Со мной беседовала Карина. Она сказала: «Если сможешь неделю не колоться — приезжай, мы тебя возьмем». Я думала: какой там «колоться»! Я была счастлива, что меня спустили с цепи! Родители привезли меня домой, я снова встретила сестру. Она не обрадовалась моему присутствию, удивлялась, зачем меня впустили в квартиру. А мама вела себе странно: не следила, но говорила, что, если я не поеду лечиться в Днепропетровск, я могу жить, как хочу, они не будут меня искать, но и в дом не пустят.

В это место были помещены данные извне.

PR #191, opened 2024-03-13
Fix polygon padding on filter load

geotsam:
**The issue:**
Setting the polygon filter parameters from a `.yaml` results in correct parameters loaded in the parameter server (and can be seen in `rqt_reconfigure`). However, the filter itself does not incorporate the padding, unless the `reconfigureCb()` is called at least once. This can also be seen in rViz by inspecting the Polygon messages.

**The solution:**
Calling `padPolygon()` once in `configure()` in order to correctly pad the polygon inside the node.

### DIFF
--- a/src/polygon_filter.cpp
+++ b/src/polygon_filter.cpp
@@ -51,17 +51,14 @@
 #include <vector>
 
 /** @brief Same as sign(x) but returns 0 if x is 0. */
-inline double sign0(double x)
-{
-  return x < 0.0 ? -1.0 : (x > 0.0 ? 1.0 : 0.0);
-}
+inline double sign0(double x) { return x < 0.0 ? -1.0 : (x > 0.0 ? 1.0 : 0.0); }
 
 void padPolygon(geometry_msgs::Polygon& polygon, double padding)
 {
   // pad polygon in place
   for (unsigned int i = 0; i < polygon.points.size(); i++)
   {
-    geometry_msgs::Point32& pt = polygon.points[ i ];
+    geometry_msgs::Point32& pt = polygon.points[i];
     pt.x += sign0(pt.x) * padding;
     pt.y += sign0(pt.y) * padding;
   }
@@ -70,7 +67,8 @@ void padPolygon(geometry_msgs::Polygon& polygon, double padding)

Сидя на цепи, я многое передумала. Когда я жила на улице, надо мной постоянно висела угроза попасть в милицию, наркоманы, у которых я ночевала, не раз обворовывали. Родственники видели, в каком я состоянии, и не хотели иметь со мной ничего общего, а папа, как мне потом рассказали, даже ходил к участковому, просил, чтобы меня «закрыли». Не раз мне приходило в голову, что лучше бы мне поскорей умереть, чтобы не мучить ни себя, ни родителей! И вдруг у меня появилась надежда! Я считала дни до того времени, когда уеду в Днепропетровск!

Первые дни в Центре я ничего не понимала. Я смотрела на Леонида Александровича и не понимала, как он меня вылечит. Только интуитивно чувствовала, что мне не сделают здесь ничего плохого. Но я не понимала, зачем должна рассказывать врачу о себе, что мне это даст?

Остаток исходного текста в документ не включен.